Hidden Cities: unmasking and overcoming health inequities in urban settings

Hidden Cities

“The World Health Organization (WHO) and United Nations Human Settlements Programme (UN-HABITAT) joint global report, Hidden cities, exposes the extent to which certain city dwellers suffer disproportionately from a wide range of diseases and health problems.

While urban living continues to offer many opportunities, these advantages can be extremely uneven in their distribution. While it is generally understood that city dwellers on average, enjoy better health than their rural counterparts, very little is known about health differences that exist within cities. No city is immune to this problem. The list of potential urban hazards include substandard housing and crowded living conditions, problems with food and water safety, inadequate sanitation and solid waste disposal services, air pollution, and congested traffic, etc.
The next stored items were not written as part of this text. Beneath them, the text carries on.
PR #364, opened 2024-07-17
implemented view only profile page

Darren52BT:
This PR implements the view only version of the profile page. 
## Changes:
- added a boolean called ``viewOnly`` to the Profile type that is passed into the profile's ``Page`` component, and this in turn is passed down to every component that needs to be adapted to view only.
- used this boolean to perform conditional rendering between view only/editable components
- added a boolean parameter``isSecond`` to ``ProfileAccordionCombobox`` that represents whether it is the second combobox in a accordion to implement the difference in colors shown here
image
- added another color to the theme palette called ``input.borderActive`` for the Biography component's border

## What You Should See
image
image


meshapp/src/models/profile.d.ts
```diff
@@ -1,6 +1,7 @@
 // TODO: Update order of fields to match order in the Profile schema
 // NOTE: Add/modify/remove fields as needed, but consider what needs to be refactored in ../profile-page.tsx
 export type Profile = {
+  viewOnly:boolean;
```
JRSiwiecki: Such a small nitpick but there could be a space here

meshapp/src/pages/Profiles/Page.tsx
```diff
@@ -28,6 +29,7 @@ import ProfileHeader from "./ProfileHeader";
  * @param {Education} props.education - an array containing objects that each contain a degree,school, and description
  * @param {Experience} props.experience - an array contains objects that each contain a occupation name, organization, and description
  * @param {number} props.accountID - ID of Profile account
+ * @param {boolean} props.viewOnly - whether profile is view only or not
```
JRSiwiecki: Is there a reason this is written twice?

meshapp/src/pages/Profiles/ProfileAccordion.tsx
```diff
@@ -68,6 +68,7 @@ export default function ProfileAccordion(props: {
   alwaysOpen?: boolean;
   editHandler?: Function;
   deleteHandler?: Function;
+  viewOnly?: boolean | undefined;
```
JRSiwiecki, line 71: Is there a reason this an some others are able to be `undefined`?

meshapp/src/pages/Profiles/tests/profile-examples.ts
```diff
@@ -2,6 +2,7 @@ import { Profile } from "src/models/profile";
 
 export const exampleProfile: Profile = {
   accountID: 1,
+  viewOnly:true,
```
JRSiwiecki: Small space here 👯

JRSiwiecki (commented):
Really small misc changes and questions that I have, this looks good though 💯 ping me when you get a chance to respond

meshapp/src/pages/Profiles/ProfileAccordion.tsx
Darren52BT: I did this since I thought it would be redundant and tedious to have to insert a value for viewOnly for other accordions where their purpose is to be edited; I can change this if you want me to.

meshapp/src/pages/Profiles/Page.tsx
Darren52BT: that's my bad I was going over all the components that had viewOnly and was copy pasting it in and ig I did it twice lol

meshapp/src/pages/Profiles/ProfileAccordion.tsx
JRSiwiecki: Oh okay that makes sense, nah I think it's fine, just was curious as to why this one had the option... but I think that as long as a bunch of other properties don't do the same thing it shouldn't matter...

JRSiwiecki (approved):
🥇

PR #86, opened 2025-01-14
Graph theoretic fragmentation via `graphgen`.

ShaunWeatherly:
The idea is rather straightforward: 

`graphgen` generalizes the BE _n_ fragmentation scheme to arbitrary fragment sizes (I've tested BE1-BE9 so far) by using a graph theoretic heuristic. In it, atoms are assigned to nodes in an adjacency graph and edges are weighted by some distance metric. For a given fragment center site, Dijkstra's algorithm is used to find the shortest path from that center to its neighbors. The number of nodes visited on that shortest path determines the degree of separation of the corresponding neighbor. I.e., all atoms whose shortest paths from the center site visit at most 1 node must be direct neighbors (adjacent to the center site), which gives BE2-type fragments; all atoms whose shortest paths visit at most 2 nodes must then be second-order neighbors, hence BE3; and so on. This depends on the [NetworkX library](https://networkx.org/documentation/stable/reference/introduction.html).

Major points to note:
1. Works for arbitrary _n_ in BE _n_. (Yields _near_ identical fragments to `autogen` for n=1->3) 
2. Does **not** rely on heuristic bond lengths or atom identities.
3. _Much simpler code_, which I think we can all appreciate.
4. And most importantly - the distance metric for assigning edge weights in the adjacency graph can easily be changed. For example, I'm currently looking into fragmentation via entanglement (orbital pair mutual info).

EXTRA: now adds `FragmentMap` data class.
EXTRA2: there are 14 new unittests covering both `autogen` and `graphgen`


src/quemb/molbe/autofrag.py
```diff
@@ -1,12 +1,221 @@
-# Author: Oinam Romesh Meitei
-
+# Author: Oinam Romesh Meitei, Shaun Weatherly
 
+import networkx as nx  # type: ignore
```
mcocdawc, line 3: Required:
1. In general I would always ignore specific errors, namely `ignore-missing-imports`.
2. In general I would do a package-widge `ignore-missing-imports` in the `mypy.ini` file in the root of the repo. 
3. In this particular case there is a types package https://pypi.org/project/types-networkx/. I would add it to the [static_analysis_requirements.txt](https://github.com/troyvvgroup/quemb/blob/main/tests/static_analysis_requirements.txt) file

src/quemb/molbe/autofrag.py
```diff
@@ -1,12 +1,221 @@
...
 
 from quemb.molbe.helper import get_core
 from quemb.shared.helper import unused
 
 
+def euclidean_norm(
+    i_coord: float,
+    j_coord: float,
+):
+    return np.linalg.norm(np.asarray(i_coord - j_coord))
```
mcocdawc, line 16: Required:
Either `np.linalg.norm` or `norm` should be used consistently.

(Personally I prefer `norm`)

src/quemb/molbe/autofrag.py
```diff
@@ -1,12 +1,221 @@
...
+from pyscf import gto
 
 from quemb.molbe.helper import get_core
 from quemb.shared.helper import unused
 
 
+def euclidean_norm(
+    i_coord: float,
+    j_coord: float,
+):
```
mcocdawc, line 15: I don't want to force type-hinting, but if you use it, then I would also add the return type.
i.e. `-> float` in this case.

This comment applies to the rest of the code

src/quemb/molbe/autofrag.py
```diff
@@ -1,12 +1,221 @@
...
+    from that center to its neighbors. The number of nodes visited on that shortest
+    path determines the degree of separation of the corresponding neighbor. I.e.,
+    all atoms whose shortest paths from the center site visit at most 1 node must
+    be direct neighbors to the center site, which gives BE2-type fragments; all
+    atoms whose shortest paths visit at most 2 nodes must then be second-order
+    neighbors, hence BE3; and so on.
+
+    Parameters
+    ----------
+    mol : pyscf.gto.mole.Mole
```
mcocdawc, line 61: the types in the parameters are redundant, since sphinx takes it from the type annotation.

I would remove them here

src/quemb/molbe/autofrag.py
```diff
@@ -1,12 +1,221 @@
...
+
+
+def graphgen(
+    mol: gto.Mole,
+    be_type: str = "BE2",
+    frozen_core: bool = True,
+    remove_nonunique_frags: bool = True,
+    frag_prefix: str = "f",
+    connectivity: str = "euclidean",
+    # draw_graph: bool = True,
```
mcocdawc, line 44: I would remove commented code

src/quemb/molbe/autofrag.py
```diff
@@ -1,12 +1,221 @@
...
 
 
+def euclidean_norm(
+    i_coord: float,
+    j_coord: float,
+):
+    return np.linalg.norm(np.asarray(i_coord - j_coord))
+
+
+def remove_nonnunique_frags(
```
mcocdawc, line 19: I would not change fragment_map in place. It seems to be a cheap data structure.

If you want to change it in place, then I would return None.

(Note that not specifying a return type is equivalent to `-> Any`, hence you would need to specify `-> None` in this case)

src/quemb/molbe/autofrag.py
```diff
@@ -1,12 +1,221 @@
...
+        adx: {
+            "bas": bas,
+            "label": mol.atom_symbol(adx),
+            "coord": mol.atom_coord(adx),
+            "shortest_paths": dict(),
+        }
+        for adx, bas in enumerate(mol.aoslice_by_atom())
+    }
+
+    fragment_map = {
```
mcocdawc, line 97: If you declare a FragmentMap Type alias outside the function, you can use it here **and** you can improve the interface of e.g. `remove_nonnunique_frags` 
by specifying more than just `dict` as type (which is equivalent to `dict[Any, Any]`)


Furthermore, defining a dataclass is so cracy simple with `attrs.define` that I would actually do that instead of a dictionary. This makes it far easier to define the expected entries and makes it impossible to use wrong keys.

Let's better talk in person about this. :-)

src/quemb/molbe/autofrag.py
```diff
@@ -1,12 +1,221 @@
...
+            )
+
+            # If the degree of separation is smaller than the *n*
+            # in your fragment type, BE*n*, then that site is appended to
+            # the set of fragment sites for adx.
+            for bdx, path in map["shortest_paths"].items():
+                if 0 < (len(path[0]) - 1) < fragment_type_order:
+                    fsites_temp = fsites_temp + fragment_map["sites"][bdx]
+                    fs_temp.append(fragment_map["sites"][bdx])
+
```
mcocdawc, line 168: is it really necessary to make all these explicit casts to a tuple, or could you just declare the entries a `Sequence` (i.e. non-modifyable list-like object)
this goes hand in hand with my other comment about using a `attrs.define` dataclass.

src/quemb/molbe/autofrag.py
```diff
@@ -1,12 +1,221 @@
...
+        raise AttributeError(f"Connectivity metric not recognized: '{connectivity}'")
+
+    # Remove all fragments whose AO indices can be identified as subsets of
+    # another fragment's. The center site for the removed frag is then
+    # added to that of the superset. Because doing so will necessarily
+    # change the definition of fragments, we repeat it up to `natm` times
+    # such that all fragments are guaranteed to be distinct sets.
+    if remove_nonunique_frags:
+        for _ in range(0, natm):
+            fragment_map = remove_nonnunique_frags(fragment_map)
```
mcocdawc, line 189: here you use it as if `remove_nonunique_frags` was side-effect-free, but it isn't. :-(

src/quemb/molbe/fragment.py
```diff
@@ -82,24 +82,47 @@ def __init__(
...
+                frozen_core=frozen_core,
+                remove_nonunique_frags=True,
+                frag_prefix="f",
+                connectivity="euclidean",
+            )
+
+            self.fsites = fragment_map["fsites"]
+            self.edge = fragment_map["edge"]
+            self.center = fragment_map["center"]
+            # self.edge_idx = fragment_map["edge"]
```
mcocdawc, line 116: dead code should be removed

mcocdawc (changes requested):
Great improvement! Thank you!

I have a few strongly requested changes and some other comments.

mcocdawc:
oh and the most important comment, I really would add a test, probably something like `molbe_octane_test.py` just with this fragmentation. this could ensure, that they indeed produce the same results for BE1-3

src/quemb/molbe/autofrag.py
ShaunWeatherly: Done.

src/quemb/molbe/autofrag.py
ShaunWeatherly: Done.

src/quemb/molbe/autofrag.py
ShaunWeatherly: Done.

src/quemb/molbe/autofrag.py
ShaunWeatherly: I'll push back a bit on this one, there's nothing inherently wrong with lines of code which have been commented out. In this case I agree it should be removed, but in general I would disagree. These are harmless bits of extra info that people learning the codebase and making their first contributions would appreciate.

src/quemb/molbe/autofrag.py
ShaunWeatherly: Done.

src/quemb/molbe/autofrag.py
ShaunWeatherly: Done, but I don't really see the point in this if the data class is only used by `graphgen`. If you plan to expand on it then I can see the value in it, but as it is it kinda just adds bloat to the module.

src/quemb/molbe/autofrag.py
ShaunWeatherly: Nope. But there's no harm in it.

src/quemb/molbe/autofrag.py
ShaunWeatherly: Fixed!

src/quemb/molbe/fragment.py
ShaunWeatherly: Here in particular - this is an attribute that is used in autofrag, but not used in my code. If we plan to remove `self.edge_idx` it in the future, then that would justify removing the commented line of code. But as is it does no harm and simply helpes with bookkeeping/making comparisons to autofrag/etc.

ShaunWeatherly:
Alright, unittests have been added for both `autogen` and `graphgen`, likewise I think I've addressed all of your other comments, but do let me know if there's anything I've missed!

src/quemb/molbe/autofrag.py
```diff
@@ -1,18 +1,291 @@
...
+    else:
+        raise AttributeError(f"Connectivity metric not recognized: '{connectivity}'")
+
+    # Remove all fragments whose AO indices can be identified as subsets of
+    # another fragment's. The center site for the removed frag is then
+    # added to that of the superset. Because doing so will necessarily
+    # change the definition of fragments, we repeat it up to `natm` times
+    # such that all fragments are guaranteed to be distinct sets.
+    if remove_nonunique_frags:
+        for _ in range(0, natm):
```
mcocdawc, line 250: can this outer loop not be a part of 
`remove_nonnunique_frags`?

mcocdawc (commented):
Looks really good now.
The only big question mark I still have is about the `euclidean_norm` function.

A general comment just for the protocol and potential improvements for the future; we talked about it in person.
I think there is unnecessary casting between lists, tuples and sets.
This graph operation can most likely be completely done with `sets` and `frozenset` with only one cast to an ordered container such as list in the end.
In the current implementation there is more book-keeping necessary to avoid duplicates and unnecessary frequent casts.
But the code works, is really well tested, and readable. If you want to keep it like this, then I am also fine.

.ruff.toml
```diff
@@ -1,6 +1,7 @@
 [lint]
 # see the rules [here](https://docs.astral.sh/ruff/rules/)
 select = ["E", "F", "I", "NPY", "PL", "ARG"]
+exclude = ["tests/fragmentation_test.py"]
```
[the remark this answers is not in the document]
ShaunWeatherly: Yep, this is remnant of something I already fixed and forgot to remove.

src/quemb/molbe/autofrag.py
mcocdawc: I also agree with you. Sometimes we want to keep it.
I should have written:
"I would remove *this* commented code" :D

(nevertheless we use `git`, any deleted code is still there if we really need it. So in doubt I am leaning towards deleting.)

.ruff.toml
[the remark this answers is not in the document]
mcocdawc: just for reference

> You can also disable all errors of a given kind across an entire file like so:

```
# ruff: noqa: F401
```

src/quemb/molbe/autofrag.py
```diff
@@ -1,18 +1,291 @@
-# Author: Oinam Romesh Meitei
+# Author: Oinam Romesh Meitei, Shaun Weatherly
 
+from typing import Any
 
+import networkx as nx
+import numpy as np
+from attrs import define
+from networkx import single_source_all_shortest_paths  # type: ignore[attr-defined]
```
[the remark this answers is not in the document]
ShaunWeatherly: I think this is a missing attribute in the extra `networkx` typing library. Can be removed in the future.

tests/fragmentation_test.py
```diff
@@ -0,0 +1,1419 @@
...
+        mol = gto.M()
+        mol.atom = [["H", (0.0, 0.0, i)] for i in range(8)]
+        mol.basis = "sto-3g"
+        mol.charge = 0.0
+        mol.spin = 0.0
+        mol.build()
+
+        mf = scf.RHF(mol)
+
+        target = {
```
mcocdawc, line 26: Sorry a last comment which I just realized now.

It would make it much easier to see where you actually expect the same result for `autogen`  and `graphgen` if there is a loop for those systems where it should be the same.

This would be a great improvement also for future code. (I could then for example just extend the loop)

i.e. a function
```python3
def test_h_linear_be1(...):
    mol, mf, .... = prepare_system
    target = ...
    for frag_method in ["graphen", "autogen"]:
           calculated = ...
           assert calculated == target
```

ShaunWeatherly: I would agree, except we don't expect `autogen` and `graphgen` to yield exactly the same indexing even for small fragment sizes. These tests ensure the indexing is internally consistent within each frag type.

src/quemb/molbe/lo.py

Many cities face a triple threat: infectious diseases thrive when people are crowded together under paltry living conditions. Chronic, non communicable diseases are on the rise with the globalization of unhealthy lifestyles, which are facilitated by urban life – tobacco use, unhealthy diets, physical inactivity and harmful use of alcohol. And urban health is further burdened by accidents, injuries, road accidents, violence, and crime.
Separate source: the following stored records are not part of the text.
PR #91, opened 2025-01-20
Indexing fixes, optimization, and etc. for `graphgen`

ShaunWeatherly:
A few quick fixes. Perhaps next time just send me a message on slack, @mcocdawc .

### Incomplete Initialization
- `Frag_atom`, along with all of the additional attributes generated by `autogen` and not generated by `graphgen`, are currently unused in the code. As per _your_ insistence on removing "dead code", I excluded the initialization of these parameters, because it was, and is, unused. I don't see how this could be described as "incomplete initialization", but I'll just assume that you plan to make use of this attribute and I've added it back in at your request.

### Fails at Molecule
- This is an edge case, but it is a good catch. There was an issue with `remove_nonnunique_frags` that messed up the indexing when `Natm` was very large. This led to a number of smaller issues, along with the issue you encountered of some center sites not being appended to the superset fragments. I've fixed the issue and everything seems to be working just fine on my end now, but let me know if you encounter any other abnormalities.

### Bad Scaling
- Yup, that was expected. `graphgen` previously found the shortest paths from a center to _all_ other atoms in the system. Obviousuly, finding the shortest path from all-to-all is non-trivial for graphs with 100s of nodes. The fix is straightforward: 1) exclude edges from `adjacency_graph` if they are below some threshold, and 2) only find the shortest path for neighboring atoms which have an edge weight above that threshold. I've implemented that fix and the threshold can be found as `graphgen.cutoff`. 

### Misleading name and interface
- Okay, how about this. @mscho527 @lweisburn , if you agree that this function is terribly named, misleading, and must be changed, then I'll change it. If not, then it stays. I prefer this name and I don't find it misleading in the slightest, personally, and frankly I think this type of pedantry is a bit counter productive. But again, I'm open to admitting wrongness if others also find it misleading.


mcocdawc:
> graphgen previously found the shortest paths from a center to all other atoms in the system.

Ok, so it went from N^2 scaling to linear one? 

> As per your insistence on removing "dead code", I excluded the initialization of these parameters, because it was, and is, unused.

I softly suggested to remove **commented out code**, if you had wanted to keep it it would have been fine as well.
In general I would also remove locally unused code, **but** values that are returned via a public API cannot known to be unused. I did not and would not suggest to remove them.
Admittedly I missed in my review that there are values missing from the returned code and will pay closer attention to this case in the future.

> if you agree that this function is terribly named

I never said it is terribly named. Asking it in this way is a bit of a rhetorical question.
Metric and norm are clearly defined and different mathematical terms.
Using one for the other is misleading.
In the same way as a variable `hermitian_M` for a matrix that is actually unitary, or a variable name `i_AO_idx` for an MO index is subtly wrong and dangerously misleading.

ShaunWeatherly:
@mcocdawc
1) That should be order _constant_ scaling per fragment (or _linear_ in the number of fragments), just like autogen I believe.
2) 
3) 

Again, every norm induces a metric, but not every metric induces a norm. Norms have distinct properties, such as translational invariance. Metrics are more general, and the use of `norm` here agrees with the more strict properties of a norm. To say the only difference is that "a metric is a function of two vectors whereas a norm is a function of one" is an oversimplification, because you can always just define the origin to be one of the two coordinates, ie. ||x-y|| = d(x,y), such that d(u,0) is both a norm and a metric. 

But semantics aside, the function `eucidean_norm` _satisfies your own tests for defining a norm_. To recall, you gave the following properties as those defining a metric:
```
assert euclidean_metric(x, x) == 0
assert euclidean_metric(x, y) == euclidean_metric(y, x)
assert euclidean_metric(x, z) <=  euclidean_metric(y, z) + euclidean_metric(y, z)
```
whereas a norm would satisfy:
```
assert norm(x + y) <= norm(x) + norm(y)
assert norm(a * x) <= abs(a) * norm(x) 
assert (norm(x) == 0) == (all(x == 0))
```
Naturally, `euclidean_norm` satisfies the properties of a metric, because a norm induces a metric and hence it would satisfy those properties regardless of whether it were a norm or a metric. What's meaningful is if you test `euclidean_norm` for the properties of a norm:
```

a = np.random.rand(1, )[0]
x1 = np.random.rand(3, 1)
x2 = np.random.rand(3, 1)
y1 = np.random.rand(3, 1)
y2 = np.random.rand(3, 1)

assert euclidean_norm(x1 + x2, y1 + y2) <= euclidean_norm(x1, y1) + euclidean_norm(x2, y2)
assert euclidean_norm(a * x1, a * y1) <= abs(a) * euclidean_norm(x1, y1) 
assert (euclidean_norm(x1, y1) == 0) == (all(x1 == 0))

```
You find that _by your own tests, it satisfies the properties of a norm_. I truly don't understand your insistence on this, ultimately trivial, point, but if you insist on brick walling then feel free to change the name of the function to whatever you like.

mcocdawc:
> Then I think you need to make your standards for this code more clear, because it's currently impossible to tell what you'll find issue with.

I don't define the standards for the code alone.
There were only two problems where I explicitly required a change, which I indicated by `required` in the title.
The misleading naming of `euclidean_norm` and [this here](https://github.com/troyvvgroup/quemb/pull/86#discussion_r1915500622)

All other comments were just comments of the kind "I would do it like this". 
If you agree, great, if you don't agree it is also fine.

--------------------------------------------------------------------
If I see a function call `euclidean_norm(x, y)`, then I assume that it calculates `sqrt(x**2 + y**2)`, i.e. the euclidean norm of a 2D vector.
If I see a function call `euclidean_metric(x, y)`, then I assume that it calculates `euclidean_norm(x - y)`. 

I think that others also would make the same assumption, hence would get confused by the current naming. So let's just wait for the comment of @mscho527 and @lweisburn , perhaps I am wrong then it stays as it is.

mscho527:
@ShaunWeatherly and @mcocdawc, it is a bit difficult for me to exactly follow everything since i) multiple issues are discussed at the same time and ii) from what I understand, is based off of what you discussed in-person between you two. Do you want to walk us through in-person? Perhaps during the subgroup tomorrow?

src/quemb/molbe/autofrag.py
```diff
@@ -1,16 +1,18 @@
...
 
-from typing import Any
+from copy import deepcopy
+from typing import Sequence
 
 import networkx as nx
 import numpy as np
 from attrs import define
-from networkx import single_source_all_shortest_paths  # type: ignore[attr-defined]
+from networkx import shortest_path  # type: ignore[attr-defined]
```
mcocdawc, line 9: is the `type ignore` still necessary here after the change?

src/quemb/molbe/autofrag.py
```diff
@@ -75,25 +85,42 @@ def remove_nonnunique_frags(self, natm: int) -> None:
...
 
         return None
 
 
-def euclidean_norm(
-    i_coord: np.ndarray,
-    j_coord: np.ndarray,
-) -> np.floating[Any]:
-    return norm(np.asarray(i_coord - j_coord))
+def euclidean_distance(
```
mcocdawc, line 119: what a pleasant surprise :)


I think with the new interface the `def ...` become one line.

src/quemb/molbe/autofrag.py
```diff
@@ -260,22 +304,26 @@ def graphgen(
...
-                if overlap:
-                    edge = edge.union(overlap)
-        fragment_map.edge.append(tuple(edge))
+                for f in fs:
+                    overlap = set(f).intersection(set(center))
+                    if overlap:
+                        f_temp = set(fragment_map.fragment_atoms[adx])
+                        c_temp = set(fragment_map.center_atoms[bdx])
+                        edge_temp.add(tuple(overlap))
+                        eatoms_temp.add(i for i in f_temp.intersection(c_temp))
```
mcocdawc, line 319: do you really want to add an iterator as element to the set, or do you want to add the elements `i` to the set?

Currently it is the iterator, which is a bit surprising. 

If this is really the desired behaviour then I would declare `eatoms_tmp` as list, since you don't make any use of set - behaviour.

```python3
{(i for i in [1, 2]), (i for i in [1, 2])}
```
yields 
```python3
{<generator object <genexpr> at 0x7d803e219cc0>,
 <generator object <genexpr> at 0x7d803e21ab00>}
```

i.e. they are considered different generator expressions.

src/quemb/molbe/autofrag.py
```diff
@@ -260,22 +304,26 @@ def graphgen(
...
+        fragment_map.edge.append(tuple(edge_temp))
+        fragment_map.edge_atoms.append(tuple(eatoms_temp))
 
     # Update relative center site indices (centerf_idx) and weights
     # for center site contributions to the energy (ebe_weights):
     for adx, center in enumerate(fragment_map.center):
-        centerf_idx = tuple(
-            set([fragment_map.fsites[adx].index(cdx) for cdx in center])
-        )
+        centerf_idx = tuple([fragment_map.fsites[adx].index(cdx) for cdx in center])
```
mcocdawc, line 326: if you cast to a tuple you can omit the list expression and use the generator expression instead. 

```python3
tuple(fragment_map.fsites[adx].index(cdx) for cdx in center)
```

src/quemb/molbe/fragment.py
```diff
@@ -70,9 +90,13 @@ def __init__(
         self.center_idx = []
         self.centerf_idx = []
         self.be_type = be_type
+        self.frag_prefix = frag_prefix
+        self.connectivity = connectivity
         self.frozen_core = frozen_core
         self.iao_valence_basis = iao_valence_basis
         self.valence_only = valence_only
+        self.cutoff = cutoff
+        self.remove_nonnunique_frags = remove_nonnunique_frags
```
mcocdawc, line 99: From my understanding the `frag_prefix`, `connectivity`, `cutoff`, `remove_nonnunique_frags`
are only arguments for `graphgen`.

This has two implications.
1. They should not be components of `self`. Otherwise other codes also have to support them, even if it does not make sense there.
2. I would actually collect these implementation specific arguments either into a dictionary or preferably a dataclass similar to the DMRG or SHCI args.

tests/fragmentation_test.py
```diff
@@ -1389,9 +1231,9 @@ def run_energies_test(
                     float(E_B),
                     msg=f"{test_name}: BE Correlation Energy (oneshot) for "
                     + frag_type_A
```
mcocdawc, line 1233: this could become just one f-string without mixing old-school + and f-strings

tests/fragmentation_test.py
```diff
@@ -1405,13 +1247,19 @@ def run_indices_test(
     ):
         fobj = fragpart(frag_type=frag_type, be_type=be_type, mol=mf.mol)
         try:
+            # For debugging:
```
mcocdawc, line 1250: I would remove these comments.

mcocdawc (commented):
Looks nice overall :D

I still see an inconsistency between `autogen` and `graphgen` in the meaning of a couple of `fragpart` attributes, e.g. `self.center`. But
1. This PR definitely fixes bugs and makes it better
2. I still try to understand myself where this inconsistency comes from.

We should discuss this on the blackboard.

src/quemb/molbe/autofrag.py
ShaunWeatherly: No longer necessary!

src/quemb/molbe/autofrag.py
ShaunWeatherly: Done.

src/quemb/molbe/autofrag.py
ShaunWeatherly: Good catch! That should be addition of elements to the set.

src/quemb/molbe/autofrag.py
ShaunWeatherly: Yep, done.

src/quemb/molbe/fragment.py
ShaunWeatherly: The same could be said for the mixed-basis BE attributes:
```
        # Initialize class attributes necessary for mixed-basis BE
        self.Frag_atom = []
        self.center_atom = []
        self.hlist_atom = []
        self.add_center_atom = []
```
along with a few other attributes. If we want to change the data structure of `fragpart`, that should probably be a separate PR.

tests/fragmentation_test.py
ShaunWeatherly: Eh this was a quick fix for the line length limit. I can change it if you really want, but it's ultimately superficial.

tests/fragmentation_test.py
ShaunWeatherly: Sure.

src/quemb/molbe/autofrag.py
ShaunWeatherly: Ah actually, `ruff` prefers what it was originally. I'll revert this.

src/quemb/molbe/autofrag.py
mcocdawc: Great to hear that. :D
The reason why I got stuck on it, was that `eatoms_temp` had not any type for its elements declared and I tried to figure the correct one out. 

If it is declared as `set[int]`, then I think `mypy` should catch this error automatically.

src/quemb/molbe/fragment.py
mcocdawc: I just talked to @lweisburn and she agrees with removing `self.hlist_atom` and `self.add_center_atom` . (But as you said, to be done in a separate PR)

On the other hand we both think that `self.Frag_atom`, `self.center_atom`  is so important and useful, that it actually should be exported by every fragmentation code. (In particular it is defined for every fragmentation code.)

src/quemb/molbe/autofrag.py
```diff
@@ -260,22 +304,26 @@ def graphgen(
     # Define the 'edges' for fragment A as the intersect of its sites
     # with the set of all center sites outside of A:
     for adx, fs in enumerate(fragment_map.fs):
-        edge: set[tuple] = set()
+        edge_temp: set[tuple] = set()
+        eatoms_temp: set = set()
```
mcocdawc, line 308: (I don't know if you get a notification for resolved conversations, so I repeat it here)

If `eatoms_temp` would have been declared as `set[tuple]` (or even better `set[tuple[int, ...]]`) then the generator expression error would have been caught by `mypy`.

I really would add this declaration.

mcocdawc (approved):
Looks really good now.

Please note my comment about `eatoms_temp` where I would still add the type declaration.

src/quemb/molbe/autofrag.py
ShaunWeatherly: Got it, I've added the declaration.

Urbanization, both in the developing and developed world, has been accompanied by a concentration of poverty which is becoming a severe, pervasive, and largely unacknowledged feature of urban life. This is accompanied by lack of adequate capacity of Municipal bodies to extend services to the urban poor.
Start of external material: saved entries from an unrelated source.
PR #94, opened 2025-01-22
Remove requirement for scratch directory to be empty: works with mixe…

lweisburn:
Removes the requirement for the scratch directory to be empty. This allows for mixed-basis BE, which writes scratch to the same directory, to work with QuEmb. I don't think this otherwise would be false (and even if it is, I don't see when it would be an issue for the scratch to be nonempty)


mcocdawc:
In the docstring of `WorkDir` it says
>     If it already exists, it is ensured, that it is empty.

This has to be accordingly removed as well.

Otherwise it looks good (y)

mcocdawc (changes requested):
In the docstring of `WorkDir` it says
>     If it already exists, it is ensured, that it is empty.

This has to be accordingly removed as well.

Otherwise it looks good (y)

mcocdawc (approved):
Cool cool :D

The health sector cannot act alone to tackle those inequities and the various urban health challenges. Opportunities to put health at the heart of the urban policy agenda exist, and it is time for all sectors to work together toward innovative and effective solutions that mitigate health risks and increase health benefits.

This report provides information and tools to help governments and local leaders reduce health inequities in their cities.”